== Provided entries

PR #540, opened 2019-12-04
fix: support automatic types in pnpm installs

aleclarson:
When installed with pnpm, the `@types/testing-library__react` package cannot be used by packages that don't directly depend on it, so we need to re-export them.

### DIFF
--- a/index.d.ts
+++ b/index.d.ts
@@ -1,0 +1,1 @@
+export * from 'testing-library__react'


eps1lon:
I can't say anything to this particular change without an example repo.

It seems weird that pnpm requires this. It basically means that every package maintainer (which might have nothing to do with types/) need to add an index.d.ts now. 

This adds a lot of friction. Honestly I'd rather remove the types dependency with the next breaking change so that we handle them just like any other package: If you want types and the package does not bundle them then you have to install them.

bcarroll22:
Hmm yeah why is the types package a dependency? Would removing the dependency even be a breaking change? I don't think anything references them currently inside the package.

eps1lon:
> Hmm yeah why is the types package a dependency? Would removing the dependency even be a breaking change? I don't think anything references them currently inside this package.

It's used so that when installing `@testing-library/react` you don't need to install the types packages. It's automatically included.

But after thinking a bit more about this it's still not obvious why this change is necessary. I'm a bit worried this causes type conflicts. @aleclarson A complete repro would help a lot here.

aleclarson:
Bam https://github.com/aleclarson/repro/tree/rtl-540

aleclarson:
> It basically means that every package maintainer (which might have nothing to do with types/) need to add an index.d.ts now.

You might be confused. This pnpm incompatibility is caused by `@types/testing-library__react` being a transient dependency.

eps1lon:
> > It basically means that every package maintainer (which might have nothing to do with types/) need to add an index.d.ts now.
> 
> You might be confused. This pnpm incompatibility is caused by `@types/testing-library__react` being a transient dependency.

I guess you mean transitive.

Thanks for the repro. So basically simply adding the `@types/` package isn't enough for zero-config types in pnpm because transitive dependencies are not hoisted up which would be the case for npm or yarn v1.

Tested with module hoisting as well as ts 3.6 and it seemed to work. 

Friendly ping to @johnnyreilly since he had a [great blog post that explained the strategy](https://blog.johnnyreilly.com/2019/08/symbiotic-definitely-typed.html). I think the pnpm caveat should be mentioned.

Aside: I'll check out the kcd-scripts related failure.

eps1lon:
Since we don't have a lockfile CI stays red until https://github.com/kentcdodds/kcd-scripts/issues/107 is resolved.

kentcdodds:
I think I've fixed the issue in kcd-scripts. We we'll just need to upgrade that and we should be good to go.

eps1lon:
@kentcdodds The after_success script is always failing for fork PRs which means there will be no codecov report. However, this is a required check which means PRs can only be merged by admins not just members. Same issue for dom-testing-library.

kentcdodds:
Thanks for tuning me into that @eps1lon! I've been wondering for months why the codecov bot wasn't showing up on PRs. Now I've finally figured it out. This should fix that: https://github.com/kentcdodds/kcd-scripts/commit/ab38c66204e5e3c1e641e3558979a67b196be414

Is this ready to be merged?

PR #552, opened 2019-12-16
startsWith instead of indexOf

Connormiha:
**What**:
Just simplified checking for error name

**Why**:

**How**:
`indexOf` -> `startsWith`

**Checklist**:

- [x] Tests
- [x] Ready to be merged

### DIFF
--- a/src/act-compat.js
+++ b/src/act-compat.js
@@ -31,17 +31,13 @@ function asyncAct(cb) {
           const firstArgIsString = typeof args[0] === 'string'
           if (
             firstArgIsString &&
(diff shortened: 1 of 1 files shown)


Connormiha:
@eps1lon if IE11 supported, you right. This PR will break IE11.

eps1lon:
> @eps1lon if IE11 supported, you right. 

I don't think we officially support it as in "if it doesn't work in IE 11 we won't prioritize it i.e. PRs welcome". At least I'm using it in IE 11 and am therefore interested in it working as good as possible.

PR #553, opened 2019-12-17
docs: Fixed example code to use "screen"

sakito21:
Fixed example code to use `screen`.


kentcdodds:
@all-contributors please add @sakito21 for docs

wooller:
Why was this added? Im struggling to find reference to screen in react-testing-library outside of this doc change. Typescript also complains that this is not exported :/

Issue #575, opened 2020-01-21
Drop Node 8


kentcdodds:
Because [it's no longer LTS](https://nodejs.org/en/about/releases/).

thomasgrz:
This would be resolved by updating [to >= Node 10](https://github.com/testing-library/react-testing-library/blob/d6fac0584cd06d39123301c8c2ed33ca5425a2f3/package.json#L8), correct? Happy to submit a PR for this as this is a project I use fairly frequently.

eps1lon:
> I assume there may be some security settings on the repo to disallowed it?

You usually set the `origin` to the repo you own and `upstream` to the fork. See https://gist.github.com/Chaser324/ce0505fbed06b947d962 or https://help.github.com/en/github/getting-started-with-github/fork-a-repo.

thomasgrz:
@eps1lon thank you! I believe I properly (?) submitted the PR thanks to your guidance 👍 .

PR #576, opened 2020-01-23
Drop Node 8 support

thomasgrz:
**What**:
Updating the engine to Node v.10.

**Why**:
Node v.8 no longer has LTS. Closes https://github.com/testing-library/react-testing-library/issues/575

**How**:
Updating the engine field in `package.json` & `.travis.yml` respectively.

**Checklist**:

- [N/A] Documentation added to the
- [N/A] Tests
- [N/A] Typescript definitions updated
- [X] Ready to be merged

### DIFF
--- a/.travis.yml
+++ b/.travis.yml
@@ -6,9 +6,9 @@ cache:
 notifications:
   email: false
 node_js:
-  - '8'
   - '10'
   - '12'
+  - '13'
 install:
   - npm install
   # as requested by the React team :)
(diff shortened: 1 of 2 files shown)


.travis.yml
```diff
@@ -6,9 +6,9 @@ cache:
 notifications:
   email: false
 node_js:
-  - '8'
   - '10'
   - '12'
+  - '13'
```
hansjhoffman: The Node.js folks don't recommend v13 for production since it wont be promoted to LTS. Maybe both just v10 and v12 will suffice?

eps1lon: It's the testing environment not the production environment. If this adds too much work we can remove it. Otherwise it seems useful to monitor support.

Issue #577, opened 2020-01-24
fireEvent - mouseEnter/mouseLeave not working with addEventListener


greypants:
- `react-testing-library` version: 9.4.0
- `react` version: 16.12.0
- `node` version: 10.16.0
- `npm` (or `yarn`) version: 1.21.1

### Relevant code or config:

```jsx
import React, { useEffect, useState, useRef } from "react";
import { render, fireEvent } from "@testing-library/react";

const HoverMe = () => {
  const ref = useRef();
  const [isMouseEntered, setIsMouseEntered] = useState(false);

  useEffect(() => {
    const setYes = () => setIsMouseEntered(true);
    const button = ref.current;
    // If you change the event to "mouseover"
    // the test passes, even if you don't update the test
    button.addEventListener("mouseenter", setYes);

    return () => {
      button.removeEventListener("mouseenter", setYes);
    };
  });

  return <button ref={ref}>{isMouseEntered ? "yes" : "no"}</button>;
};

describe("mouseenter/mouseleave bug", () => {
  test("mouseenter should update text to 'yes'", () => {
    const { getByText } = render(<HoverMe />);
    fireEvent.mouseEnter(getByText("no"));
    expect(getByText("yes")).toBeTruthy();
  });
});
```

### What you did:

I'm using a third party library that attaches `mouseenter` and `mouseleave` events to a DOM element accessed via a React `ref` via `HTMLElement.addEventListener`. Was testing this behavior.

### What happened:

Works fine in the browser, but when writing my tests, I noticed that `fireEvent.mouseEnter` and `fireEvent.mouseLeave` have no effect. What's weird is if I leave the test alone, but change the event in the component to `mouseover/mouseout`, it works. If I attach the events the react way, via `onMouseEnter` and `onMouseLeave`, it also works.

### Reproduction:

https://codesandbox.io/s/react-testing-library-demo-37yqv?fontsize=14&hidenavigation=1&theme=dark

### Problem description:

`fireEvent.mouseLeave` and `fireEvent.mouseOver` do not work when the events are added via `addEventListener`.

### Suggested solution:

It may have something to do with this: https://reactjs.org/docs/events.html#mouse-events

If this is a React limitation, or if there's a workaround, it would be great to add it to the FAQ.

greypants:
[...]

PR #588, opened 2020-02-12
fix: make fireEvent mouseEnter/mouseLeave work with addEventListener

zbrogz:
(#577)

**What**:
Make `fireEvent.mouseEnter` and `fireEvent.mouseLeave` work with events added using `addEventListener`.

**Why**:
There is no way to trigger a native mouseEnter/mouseLeave event using React Testing Library. A workaround is to manually use `dispatchEvent`, but it's not as convenient as `fireEvent`. The reason for this limitation is due to how React handles mouseEnter/mouseLeave: https://github.com/facebook/react/issues/12978

**How**:
Instead of setting `fireEvent.mouseEnter/Leave` to `fireEvent.mouseOver/Out`, set `fireEvent.mouseEnter/Leave` to call both `mouseEnter/Leave` and `fireEvent.mouseOver/Out`. 

This makes the behavior match other events that can be called with `fireEvent`. For example, if one click handler was added to an element with `addEventListener` and another was added to the component directly with `<button onClick={handleClick}>...`, `fireEvent.click(button)` calls both click handlers.

**Checklist**:

- [ ] Documentation added to the N/A
- [ ] Tests N/A
- [x] Ready to be merged
      

Credit to @jessethomson

### DIFF
--- a/src/__tests__/events.js
+++ b/src/__tests__/events.js
@@ -128,9 +128,6 @@ const eventTypes = [
   },
 ]
 
-// native select event isn't passing
-const nonNativeEvents = {doubleClick: 'dblclick', select: true}
-
 eventTypes.forEach(({type, events, elementType, init}) => {
   describe(`${type} Events`, () => {
     events.forEach(eventName => {
@@ -160,11 +157,10 @@ eventTypes.forEach(({type, events, elementType, init}) => {
   describe(`Native ${type} Events`, () => {
     events.forEach(eventName => {
       let nativeEventName = eventName.toLowerCase()
-      if (nonNativeEvents[eventName]) {
-        if (nonNativeEvents[eventName] === true) {
-          return
-        }
-        nativeEventName = nonNativeEvents[eventName]
+
+      // The doubleClick synthetic event maps to the dblclick native event
+      if (nativeEventName === 'doubleclick') {
+        nativeEventName = 'dblclick'
       }
 
       it(`triggers native ${nativeEventName}`, () => {
--- a/src/__tests__/events.js
+++ b/src/__tests__/events.js
@@ -128,6 +128,9 @@ const eventTypes = [
   },
 ]
 
+// native select event isn't passing
+const nonNativeEvents = {doubleClick: 'dblclick', select: true}
+
 eventTypes.forEach(({type, events, elementType, init}) => {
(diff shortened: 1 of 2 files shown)


weyert:
Cool, thanks, @zbrogz, well done :D

zbrogz:
I'll update this with tests.

kentcdodds:
Thank you so much for this. I would love a test as well.

Is there a real world scenario where people would have to callbacks called unexpectedly?

zbrogz:
I added tests to verify that all native events can be triggered using `fireEvent`.  A couple caveats: 

1. Native `onSelect` isn't passing for some reason. 
2. `onDoubleClick` maps to `dblclick`.

If the scope of this is too big, I'll remove this and just write a test limited to onMouseEnter/onMouseLeave, like mentioned earlier.

zbrogz:
> Is there a real world scenario where people would have two callbacks called unexpectedly?

I don't believe so. This makes it so `fireEvent.onMouseLeave/Enter` is consistent with the way other events work: both the native (added with `addEventListener`) and react (passed using 'onEventName`  prop) event handlers should get called.

zbrogz:
@kentcdodds Do you mind taking a look at this again?

src/__tests__/events.js
```diff
@@ -128,6 +128,9 @@ const eventTypes = [
   },
 ]
 
+// native select event isn't passing
+const nonNativeEvents = {doubleClick: 'dblclick', select: true}
```
kentcdodds: Should `doubleclick` even be in the events list?

Also, `select` probably doesn't work because JSDOM, which is unfortunate.

I probably wouldn't implement things this way and instead I would just have if statements in the test itself for each of these individually with comments explaining why these are special cases. No reason to have this indirection/abstraction.

zbrogz: @kentcdodds I made some changes based on your feedback.
>instead I would just have if statements in the test itself for each of these individually with comments explaining why these are special cases
Done
> Should doubleclick even be in the events list?
I think it makes sense to test both the doubleClick (synthetic) and dblclick (native) events. 
> Also, select probably doesn't work because JSDOM, which is unfortunate.
I included a fix for this in the latest commit.

kentcdodds:
@all-contributors please add @zbrogz for code and tests

PR #598, opened 2020-03-04
Remove cleanup-after-each

MichaelDeBoey:
It was deprecated in the last release, so we could safely delete it now I think 🙂


kentcdodds:
@all-contributors please add @MichaelDeBoey for code

PR #18, opened 2015-07-30
Reporting: use fixed precision for AvrTime and StdDev.

ppanyukov:
- Makes report look much better with everything aligned;
- Four decimals is a good comporomise;
- Implemented using compile-time feature switch.

Sample:

```
 Method |    AvrTime |    StdDev |           op/s |
------- |----------- |---------- |--------------- |
 Sqrt13 | 60.7802 ns | 0.2933 ns |  16,452,713.42 |
 Sqrt14 |  1.6146 ns | 0.0162 ns | 619,364,025.60 |
```

### DIFF
--- a/BenchmarkDotNet/Reports/BenchmarkTimeSpan.cs
+++ b/BenchmarkDotNet/Reports/BenchmarkTimeSpan.cs
@@ -14,21 +14,16 @@
 
         public override string ToString()
         {
-            if (Nanoseconds < 0.001)
-                return string.Format(EnvironmentHelper.MainCultureInfo, "{0:0.000000} ns", Nanoseconds);
-            if (Nanoseconds < 0.01)
-                return string.Format(EnvironmentHelper.MainCultureInfo, "{0:0.00000} ns", Nanoseconds);
-            if (Nanoseconds < 0.1)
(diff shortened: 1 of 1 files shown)


AndreyAkinshin:
LGTM. But you can remove FEATURE_REPORT_FIXED_PRECISION and set you formatting rules by default.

====

## What this task involves:
Which lines above include "nothing"? Show each of them by copying it.

## Output for this task:
It seems weird that pnpm requires this. It basically means that every package maintainer (which might have nothing to do with types/) need to add an index.d.ts now. 
> It basically means that every package maintainer (which might have nothing to do with types/) need to add an index.d.ts now.
> > It basically means that every package maintainer (which might have nothing to do with types/) need to add an index.d.ts now.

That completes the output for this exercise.